◆ Data extracts:
+ + + + + + +
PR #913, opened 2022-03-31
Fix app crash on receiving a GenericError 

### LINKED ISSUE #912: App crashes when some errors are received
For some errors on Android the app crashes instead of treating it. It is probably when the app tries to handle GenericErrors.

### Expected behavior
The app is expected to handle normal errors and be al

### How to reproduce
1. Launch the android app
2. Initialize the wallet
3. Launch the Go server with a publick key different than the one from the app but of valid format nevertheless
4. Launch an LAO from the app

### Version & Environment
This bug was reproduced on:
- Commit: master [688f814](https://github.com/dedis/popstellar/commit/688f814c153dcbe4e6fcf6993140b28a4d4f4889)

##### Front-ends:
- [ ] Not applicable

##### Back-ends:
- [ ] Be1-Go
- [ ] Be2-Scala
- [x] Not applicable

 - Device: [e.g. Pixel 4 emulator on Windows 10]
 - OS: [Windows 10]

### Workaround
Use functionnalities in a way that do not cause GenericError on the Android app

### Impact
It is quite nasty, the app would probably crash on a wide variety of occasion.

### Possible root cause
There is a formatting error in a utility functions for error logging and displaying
+ + + + + + +
◆ Your goal: The records above should be given again in full, exactly as written.

◆ Response:
PR #913, opened 2022-03-31
Fix app crash on receiving a GenericError 

### LINKED ISSUE #912: App crashes when some errors are received
For some errors on Android the app crashes instead of treating it. It is probably when the app tries to handle GenericErrors.

### Expected behavior
The app is expected to handle normal errors and be al

### How to reproduce
1. Launch the android app
2. Initialize the wallet
3. Launch the Go server with a publick key different than the one from the app but of valid format nevertheless
4. Launch an LAO from the app

### Version & Environment
This bug was reproduced on:
- Commit: master [688f814](https://github.com/dedis/popstellar/commit/688f814c153dcbe4e6fcf6993140b28a4d4f4889)

##### Front-ends:
- [ ] Not applicable

##### Back-ends:
- [ ] Be1-Go
- [ ] Be2-Scala
- [x] Not applicable

 - Device: [e.g. Pixel 4 emulator on Windows 10]
 - OS: [Windows 10]

### Workaround
Use functionnalities in a way that do not cause GenericError on the Android app

### Impact
It is quite nasty, the app would probably crash on a wide variety of occasion.

### Possible root cause
There is a formatting error in a utility functions for error logging and displaying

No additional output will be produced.